**WHAT IS NEEDED:** Work through the records that follow and return each line containing the word "isolated".
*** RECORDS PROVIDED
PR #246, opened 2023-09-09
TapArea: add component

christianvuerings:
# Changes

Adds the `TapArea` component to Syntax

# Why?

We see more and more of a need of an accessible component which is clickable / tapable (to support mobile). Just grepping for `role="button"` in Cambly-Frontend shows 33 instances:
image

# Notes

* The `compress` feature can happen in a follow up - I just added a base component that folks can start using today

# Screenshot

image

### DIFF
--- a/packages/syntax-core/src/Box/Box.module.css
+++ b/packages/syntax-core/src/Box/Box.module.css
@@ -106,27 +106,6 @@
   align-self: auto;
 }
 
-/* Border Radius */
-.roundingsm {
-  border-radius: 8px;
-}
-
-.roundingmd {
-  border-radius: 12px;
-}
-
-.roundinglg {
-  border-radius: 16px;
-}
-
-.roundingxl {
-  border-radius: 32px;
-}
-
-.roundingfull {
-  border-radius: 999px;
-}
-
 /* Display (base) */
 .block {
   display: block;
--- a/packages/syntax-core/src/TapArea/TapArea.module.css
+++ b/packages/syntax-core/src/TapArea/TapArea.module.css
@@ -1,0 +1,38 @@
+.tapArea {
+  box-sizing: border-box;
+}
+
+.fullWidth {
+  width: 100%;
+}
+
+.disabled {
+  filter: opacity(50%);
+  background-image: none;
+  transform: none;
+  cursor: auto;
+}
+
+.enabled {
+  cursor: pointer;
+}
+
+.enabled:hover {
+  background-image: linear-gradient(
+    to bottom,
+    rgba(0, 0, 0, 0.1) 0%,
+    rgba(0, 0, 0, 0.1) 100%
+  );
+  transition-duration: 0.2s;
+  cursor: pointer;
+}
+
+.enabled:focus-visible {
+  background-image: linear-gradient(
+    to bottom,
+    rgba(0, 0, 0, 0.2) 0%,
+    rgba(0, 0, 0, 0.2) 100%
+  );
+  box-shadow: 0 0 0 4px #000;
+  outline: solid 2px #fff;
+}
--- a/packages/syntax-core/src/TapArea/TapArea.stories.tsx
+++ b/packages/syntax-core/src/TapArea/TapArea.stories.tsx
@@ -1,0 +1,84 @@
+import { type StoryObj, type Meta } from "@storybook/react";
+import TapArea from "./TapArea";
+import Avatar from "../Avatar/Avatar";
+import image from "../../../../apps/storybook/assets/images/jane.webp";
+import Box from "../Box/Box";
+import Typography from "../Typography/Typography";
+
+export default {
+  title: "Components/TapArea",
+  component: TapArea,
+  argTypes: {
+    disabled: {
+      control: "boolean",
+    },
+    onClick: { action: "clicked" },
+    rounding: {
+      options: ["none", "sm", "md", "lg", "xl", "full"],
+      control: { type: "select" },
+    },
+    tabIndex: {
+      control: { type: "number" },
+      options: [0, -1],
+    },
+  },
+  tags: ["autodocs"],
+} as Meta<typeof TapArea>;
+
+export const Default: StoryObj<typeof TapArea> = {
+  args: {
+    children: (
+      <Box display="flex" alignItems="center" gap={4} padding={2}>
+        <Avatar accessibilityLabel="Jane" src={image} size="md" />
+        <Typography size={500}>Jane Doe</Typography>
+      </Box>
+    ),
+  },
+};
+
+export const Disabled: StoryObj<typeof Default> = {
+  args: { ...Default.args, disabled: true },
+};
+
+const roundingLookup = {
+  sm: "8px",
+  md: "12px",
+  lg: "16px",
+  xl: "32px",
+  full: "999px",
+} as const;
+
+export const Rounding: StoryObj<typeof Box> = {
+  render: () => (
+    <>
+      <Box display="flex" direction="column" gap={4}>
+        <Typography>Hover to see the rounding effect</Typography>
+
+        <Box
+          display="flex"
+          gap={4}
+          flexWrap="wrap"
+          backgroundColor="gray100"
+          padding={4}
+        >
+          {(["sm", "md", "lg", "xl", "full"] as const).map((rounding) => (
+            <TapArea
+              key={rounding}
+              rounding={rounding}
+              fullWidth={false}
+              onClick={() => {
+                /* empty */
+              }}
+            >
+              <Box display="flex" alignItems="center" gap={2} padding={2}>
+                <Typography tooltip={`${roundingLookup[rounding]}`}>
+                  rounding=&quot;{rounding}&quot;
+                </Typography>
+              </Box>
+            </TapArea>
+          ))}
+        </Box>
+      </Box>
+    </>
+  ),
+};
--- a/packages/syntax-core/src/TapArea/TapArea.test.tsx
+++ b/packages/syntax-core/src/TapArea/TapArea.test.tsx
@@ -1,0 +1,170 @@
+import { screen, render } from "@testing-library/react";
+import TapArea from "./TapArea";
+import { expect, vi } from "vitest";
+import userEvent from "@testing-library/user-event";
+import { createRef } from "react";
+
+describe("tapArea", () => {
+  it("renders successfully", () => {
+    const { baseElement } = render(
+      <TapArea
+        onClick={() => {
+          /* empty */
+        }}
+      />,
+    );
+    expect(baseElement).toBeTruthy();
+  });
+
+  it("renders an role=button element", async () => {
+    render(
+      <TapArea
+        onClick={() => {
+          /* empty */
+        }}
+      />,
+    );
+    const tapArea = await screen.findAllByRole("button");
+    expect(tapArea).toHaveLength(1);
+  });
+
+  it("renders its children", async () => {
+    render(
+      <TapArea
+        onClick={() => {
+          /* empty */
+        }}
+      >
+        <div data-testid="tap-area-child-testid">Continue</div>
+      </TapArea>,
+    );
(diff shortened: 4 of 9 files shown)


packages/syntax-core/src/TapArea/TapArea.tsx
```diff
@@ -0,0 +1,95 @@
...
+  /**
+   * If `true`, the tap area will be disabled
+   *
+   * @defaultValue false
+   */
+  disabled?: boolean;
+  /**
+   * If `true`, the tap area will be full width
+   */
+  fullWidth?: boolean;
```
somethiiing, line 27: If TapArea doesn't have a size prop, is it worth considering to always make this full width? I haven't really thought this entirely through, but I imagine we could control this similar to how `Divider` is, which is the full size of the parent

packages/syntax-core/src/TapArea/TapArea.module.css
```diff
@@ -0,0 +1,59 @@
...
+  background-image: none;
+  transform: none;
+  cursor: auto;
+}
+
+.enabled {
+  cursor: pointer;
+}
+
+.enabled:hover {
```
somethiiing, line 20: Not entirely sure if this is true, but I think I saw a few of joey's designs and not all of them necessarily needed a hover state on all of the clickable cards. 

Maybe worth considering to have hover styles be a prop that can be toggled off (like disabled)

somethiiing (approved):
A couple of things that might be worth discussing, but looks good regardless

packages/syntax-core/src/TapArea/TapArea.test.tsx
```diff
@@ -0,0 +1,170 @@
...
+      <TapArea
+        data-testid="tap-area-testid"
+        onTap={() => {
+          /* empty */
+        }}
+        accessibilityLabel="Continue to the next step"
+        fullWidth
+      />,
+    );
+    const tapArea = await screen.findAllByLabelText(
```
somethiiing, line 70: I noticed that some places use `findByTestId` and some use `findAllByLabelText`. Do you use `findAllByLabelText` for testing when you need to need something done externally for it?

and `findByTestId`, when you need to see the internals of the component?

ajmooo:
What's the color that's being used for hover state? Can that be the same color we're using for button hover, which I think is 10% #000?

packages/syntax-core/src/TapArea/TapArea.stories.tsx
```diff
@@ -0,0 +1,84 @@
...
+  args: { ...Default.args, disabled: true },
+};
+
+const roundingLookup = {
+  sm: "8px",
+  md: "12px",
+  lg: "16px",
+  xl: "32px",
+  full: "999px",
+} as const;
```
benjroy, line 49: Aside: outside of this PR, what are your thoughts on starting to consolidate these kind of common prop values that are starting to be duplicated into more and more component implementations?

i.e. thoughts on sharing styles and interfaces instead of duplicating them?

Off the top of my head I'm thinking rounding, borders, focus-rings, etc...

packages/syntax-core/src/TapArea/TapArea.tsx
```diff
@@ -0,0 +1,95 @@
...
+  /**
+   * The callback to be called when the tap area is clicked
+   */
+  onTap: React.MouseEventHandler<HTMLDivElement>;
```
benjroy, line 31: Why did you choose to call this `onTap`? 

The touch events are all named `onTouch...` https://developer.mozilla.org/en-US/docs/Web/API/Touch_events

is `onTap` a name that will make it easier to conceptualize for the implementations in ios/android?

At first I was thinking this might be the name that `react-native` chooses to use for this kind of handler, but nope, that's [onPress](https://reactnative.dev/docs/handling-touches)

So why `onTap`?

benjroy (commented):
Nice work, and thanks for taking this on.  I'll swing back for a full review, just wanted to ask a few questions to start.

I think the props-interface looks like a great set of restrictions to start out with.

On a side note, this seems to basically be an ariakit [Focusable](https://ariakit.org/components/focusable) with hover styling.  If we choose to adopt AriaKit in this repo, then if we like we can easily wire in that usage behind this props-interface :+1::+1:

packages/syntax-core/src/TapArea/TapArea.tsx
christianvuerings: @somethiiing in the case of `TapArea`, we probably don't want it to be always full width, otherwise, you would always need to set a container around it (probably a `Box`) when using it inline.

Example from the docs where we want to show them side-by-side:

image
image

packages/syntax-core/src/TapArea/TapArea.module.css
christianvuerings: @somethiiing We can make the default to have hover styles for now - if we do need it, we can always add a prop to disable them. However, in this case, I would lean to having more consistency across our UX / codebase

packages/syntax-core/src/TapArea/TapArea.test.tsx
christianvuerings: @somethiiing I used both in these tests just to make sure both worked (`data-testid` and label text).

christianvuerings:
> What's the color that's being used for hover state? Can that be the same color we're using for button hover, which I think is 10% #000?

@ajmooo that is correct, it's the same a button - we also apply a 0.2 second animation to it

packages/syntax-core/src/TapArea/TapArea.stories.tsx
christianvuerings: @benjroy yes, we can start to consolidate those as we see more duplication. I took a stab at `rounding` as an example, the other ones can happen in a follow up.

I am always a bit hesitant with over-abstracting these from the beginning since it does mean it means each component is a bit less isolated and requires you to start looking at more files.

packages/syntax-core/src/TapArea/TapArea.tsx
christianvuerings: @benjroy because of the name **Tap**Area & because this will work across mobile and desktop.

I agree with you though so I changed it back to `onClick` - if we need `onTouch*` events, we can add those on an as-needed basis.

christianvuerings:
> Nice work, and thanks for taking this on. I'll swing back for a full review, just wanted to ask a few questions to start.
> 
> I think the props-interface looks like a great set of restrictions to start out with.
> 
> On a side note, this seems to basically be an ariakit [Focusable](https://ariakit.org/components/focusable) with hover styling. If we choose to adopt AriaKit in this repo, then if we like we can easily wire in that usage behind this props-interface 👍👍

I tried out using `Focusable` instead by importing `Focusable` from `@ariakit/react` and these were the raw bundle sizes:

| Description | Bundle size | % increase | 
| --- | --- | --- |
| Before `TapArea` | 87K | / |
| With `TapArea` | 88K | 1.15% |
| With `TapArea` using `Focusable` | 104.6K | 20.2% |

So even for a relatively small component it would mean a 20.2% increase, that seems excessive. Also, to put this into context, our Next.js pages are around 200kB by themselves. So an extra 20kB does have an impact on load performance.

packages/syntax-core/src/Box/Box.module.css
```diff
@@ -106,27 +106,6 @@
   align-self: auto;
 }
 
-/* Border Radius */
```
christianvuerings, line 109: Moved to `rounding.module.css` to consolidate

packages/syntax-core/src/TapArea/TapArea.stories.tsx
benjroy: Excellent.  As an aside, I'll keep my eye out for other things to consolidate in future work.  The first thing that comes to mind (nothing to do with this PR) is `borderStyles` so we can eventually add a border prop interface to `Box`

packages/syntax-core/src/TapArea/TapArea.test.tsx
```diff
@@ -0,0 +1,170 @@
...
+    expect(child).toHaveTextContent("Continue");
+  });
+
+  it("correctly applies fullWidth when set", async () => {
+    render(
+      <TapArea
+        data-testid="tap-area-testid"
+        onClick={() => {
+          /* empty */
+        }}
```
benjroy, line 51: aside, non-blocking, side-discussion:

Seeing all the empty `onClick` handlers in the test here makes we wonder if we shouldn't make `onClick` an optional prop.  `onClick` is always optional for the HTMLElements that implements it.

packages/syntax-core/src/TapArea/TapArea.tsx
```diff
@@ -0,0 +1,96 @@
...
+        aria-disabled={disabled}
+        aria-label={accessibilityLabel}
+        className={classNames(
+          styles.tapArea,
+          styles[`${disabled ? "disabled" : "enabled"}`],
+          fullWidth && styles.fullWidth,
+          rounding !== "none" && roundingStyles[`rounding${rounding}`],
+        )}
+        data-testid={dataTestId}
+        onClick={handleClick}
```
benjroy, line 83: This component needs to have `onKeydown` defined to run `onClick` handler on `Enter / Spacebar` keypress, in order to meet accessibility spec, doesn't it?

benjroy (changes requested):
Thanks for the thoughtful discussion responses!

I think that the component needs to handle `onKeydown` for accessibility reasons before this merges.  After that this is getting my ✅ ✅ 


I'f I'm wrong about that, lmk and I'll remove the 🚫 and add a ✅

benjroy:
This is a side-discussion whose resolution should not hold up this PR in any way:

> I tried out using Focusable instead by importing Focusable from @ariakit/react and these were the raw bundle sizes:

@christianvuerings yea, I think that it would be premature to ship this component built on top of `@ariakit/Focusable` at this moment since it would be the first introduction of that library anywhere in our app bundles, so the bundle cost will look unreasonably high like you have just pointed out.

I think it'll make more sense once our apps are already shipping bits of ariakit.  At that point, `Focusable` will already be in the app bundles (Focusable is a lower-level abstraction in ariakit, and thus used by almost all parts of the library that we'll be shipping), and the additional bundle-size cost should be minimal.

And we should be able to reap back the size of the ariakit dependencies in our app bundles when we ultimately get to remove the `material-ui` dependencies they'll replace.


Oh, one more thing, the comments and concerns I've been hearing re: bundle-sizes & syntax:  It finally sank in last week that the built js we ship from `dist` in our packages are all bundled into a single javascript file, so requiring one bit of syntax pulls the entire library into the app bundle.

This PR should make the library more tree-shakeable and allow us to start thinking about bundle-size puzzles in a more isolated way:  https://github.com/Cambly/syntax/pull/249/files

packages/syntax-core/src/TapArea/TapArea.tsx
```diff
@@ -0,0 +1,96 @@
...
+const TapArea = forwardRef<HTMLDivElement, TapAreaProps>(
+  (
+    {
+      children,
+      accessibilityLabel,
+      "data-testid": dataTestId,
+      disabled = false,
+      fullWidth = true,
+      onClick,
+      rounding = "none",
```
benjroy, line 64: might want to double-check with design it we prefer a little rounding as default, because changing default behavior in the future could take a little more mental energy once this is used throughout the apps.

packages/syntax-core/src/TapArea/TapArea.tsx
christianvuerings: @benjroy Yes, agreed - let's tackle that in a follow up as you mentioned

packages/syntax-core/src/TapArea/TapArea.tsx
christianvuerings: @benjroy yes - will follow up with @ajmooo everywhere else though the `rounding` has a default of `none`. If we do need to change it, we can add a codemod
******
**TASK ANSWER:**
I am always a bit hesitant with over-abstracting these from the beginning since it does mean it means each component is a bit less isolated and requires you to start looking at more files.
This PR should make the library more tree-shakeable and allow us to start thinking about bundle-size puzzles in a more isolated way:  https://github.com/Cambly/syntax/pull/249/files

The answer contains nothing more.